New analysis by the LGA shows that social care-providing authorities, who want to be able to support all children and adults to lead an equal life, are now spending more than 60 per cent of their outgoings on these essential services, underlining the urgent need for action to address immediate pressures now.
Children’s and adult social care services could fail to support everyone they need to despite making up nearly two-thirds of councils’ total spending due to rising demand, increasing costs and inadequate funding, local leaders warn today.
New analysis by the Local Government Association shows that social care-providing authorities, who want to be able to support all children and adults to lead an equal life, are now spending more than 60 per cent of their outgoings on these essential services, underlining the urgent need for action to address immediate pressures now.
It comes as this year’s virtual National Children and Adult Services Conference (NCASC) opens today (Wednesday), featuring Health and Social Care Secretary Sajid Javid, Chief Medical Officer for England Prof Chris Whitty, NHS England Chief Executive Amanda Pritchard and Children’s Minister Will Quince, among other high-profile speakers over three days.
The LGA, which represents councils, says serious questions remain about whether the expected £5.4 billion from the new Health and Care Levy over the next three years will be enough to pay for recently-announced adult social care reforms.
No funding was made available in the recent Spending Review to address immediate pressures on adult social care, including urgent action which is still needed on care worker pay and on staff recruitment and retention. The LGA says money raised from the new Levy should also be used to support frontline social care, to stave off the worst of the pressures and provide a degree of stability for the short- to medium-term.
The LGA also says that as well as existing and future pressures on adult social care, spiralling demand on children’s social services and future cost pressures in children’s social care are set to increase by an estimated £600 million each year until 2024/25, with many councils finding themselves in the unsustainable position of consistently having to overspend their children’s services budgets.
Instead councils need the right level of funding to provide the early intervention and prevention support to stop children reaching crisis point in the first place.
Cllr David Fothergill, Chairman of the LGA’s Community Wellbeing Board, said: “Everybody who is in need of social care to live their best life, no matter their age, should be able to receive it.
“Councils want to do all they can to help people to live the life they want to lead, safe and well, but are now seriously concerned they may be unable to meet their full range of legal duties towards all those who need care and support.
“Steadily growing demand has seen councils with these responsibilities devoting nearly two-thirds of their total spending to both children’s and adult social care, which is simply unsustainable.
“There is a very real risk that local residents will feel they are paying twice with an increased social care precept on their council tax bills, on top of the new health and care levy, yet see their experience of social care services deteriorate due to dwindling resources.

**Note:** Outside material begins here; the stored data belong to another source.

PR #642, opened 2017-03-01
protocol/tx: add pseudoentry idWrapper for caching hashes

bobg:
This is a proposed follow-on change for https://github.com/chain/chain/pull/641 that brings its performance back in line with that of https://github.com/chain/chain/pull/623 (i.e., with this change plus #641, the tx hashing benchmark slows down by only ~33%).

C.f. https://github.com/chain/chain/pull/641#issuecomment-283419770

### DIFF
--- a/core/txbuilder/finalize_test.go
+++ b/core/txbuilder/finalize_test.go
@@ -255,21 +255,23 @@ func benchGenBlock(b *testing.B) {
 		"00" + // common witness extensible string length
 		"01" + // inputs count
 		"01" + // input 0, asset version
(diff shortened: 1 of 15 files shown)


kr:
This seems like a reasonable optimization strategy (and there might be other strategies to consider), but I am –1 on merging this unless a profile shows that it makes a meaningful difference to the performance of Chain Core. (Last time we measured, cored spends 1–2% of its time under heavy load in hashing; if that's still the case, I would expect this change to produce a negligible change in performance and so not be worth merging.)

PR #644, opened 2017-03-01
core/fetch: bootstrap before creating pins

### LINKED ISSUE #643: core/pin:  processors fail to make progress after booting from snapshot
If we boot from a state snapshot (and don't have all of the blocks from 1 to _n_), the block processors get stuck [here](https://github.com/chain/chain/blob/main/core/pin/pin.go#L209) trying to process a block that we never downloaded.

Seems like the correct solution is to altering the bootstrapping process to download the snapshot and corresponding block, initialize all of the pins to the snapshot's height and then start the block processors. That might require quite a bit of refactoring.

jbowens:
Download and store the bootstrapping snapshot before creating block
processor pins. This ensures block processors will start processing at
the right height.

Maybe at some point the package-level `core/fetch` state and
goroutines should be encapsulated in a new type.

Fixes #643.

### DIFF
--- a/cmd/cored/main.go
+++ b/cmd/cored/main.go
@@ -368,6 +368,15 @@ func launchConfiguredCore(ctx context.Context, db *sql.DB, conf *config.Config, 
 	)
 
 	go leader.Run(db, *listenAddr, func(ctx context.Context) {
+		if !conf.IsGenerator {
+			fetch.Init(ctx, remoteGenerator)
+			// If don't have any blocks, bootstrap from the generator's
+			// latest snapshot.
+			if c.Height() == 0 {
+				fetch.BootstrapSnapshot(ctx, c, remoteGenerator, fetchhealth)
+			}
+		}
+
 		// This process just became leader, so it's responsible
 		// for recovering after the previous leader's exit.
 		recoveredBlock, recoveredSnapshot, err := c.Recover(ctx)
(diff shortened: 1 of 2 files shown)


jbowens:
PTAL

bobg:
Looks GTM but is there a regression test you can include?

jbowens:
> Looks GTM but is there a regression test you can include?

I don't think it's feasible right now. In the future it could be an integration test running against multiple Cores, but I don't think we have the ability to do that yet.

bobg:
LGTM

jbowens:
Is this too invasive for a 1.1.1 fix or should I open another PR against the `chain-core-server-1.1.x` branch with this same fix?

kr:
> Is this too invasive for a 1.1.1 fix or should I open another PR against the chain-core-server-1.1.x branch with this same fix?

I think the main thing to consider is impact. I think of three things a bug needs to be critical:

- no workaround
- high likelihood of hitting it
- causes damage (e.g. data loss, downtime)

A bug that meets all of those criteria would be a good candidate to fix in a point release. Once we've decided a bug needs to be fixed, then we can focus on finding a minimally-invasive way to patch it.

(This is pretty recent thinking, feel free to debate or whatever. It could probably use some refinement.)

How does that sound to you? How would it apply to this case?

kr:
Oh and by "high" likelihood I really meant any significant likelihood. For example I'd consider a 5% chance "high". A one-in-a-million chance would be low. (I don't know exactly where to draw the line. But then our estimates are fuzzy anyway.)

jbowens:
That all sounds good. I definitely think #643 should be considered critical. It makes it impossible to boot add a new Core to a network (testnet or otherwise).

I'm not sure whether this is the minimally-invasive patch we want or not.

PR #645, opened 2017-03-01
dashboard: keep image margins consistent

chrisgarvin:


chrisgarvin:
**Empty list image for assets/accounts/keys/transactions/feeds/tokens:**
image

**Original balances view:**
image

**Modified:**
image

“The Government’s imminent white paper on adult social care should set out precisely how money raised from the levy will address all of its reforms, while also diverting more money to the frontline to urgently meet immediate pressures, including on care worker pay and staffing.
“Children’s social care also needs an immediate funding boost to address a £600 million shortfall, amid spiralling demand and rising costs while we await the outcome of the Independent Review of Children’s Social Care.”
Notes to editors
The LGA’s analysis is based on total service expenditure as stated in provisional Revenue Outturn 2020/21 Summary data, i.e. how much councils spend on each service. The figures for adult social care and children’s social care have been combined.
It should not be used as an indicator of a share of councils’ overall budgets, which is calculated differently.
Education expenditure has been excluded from these calculations, as this is a grant which passes through councils to schools.
The LGA’s analysis is available on request.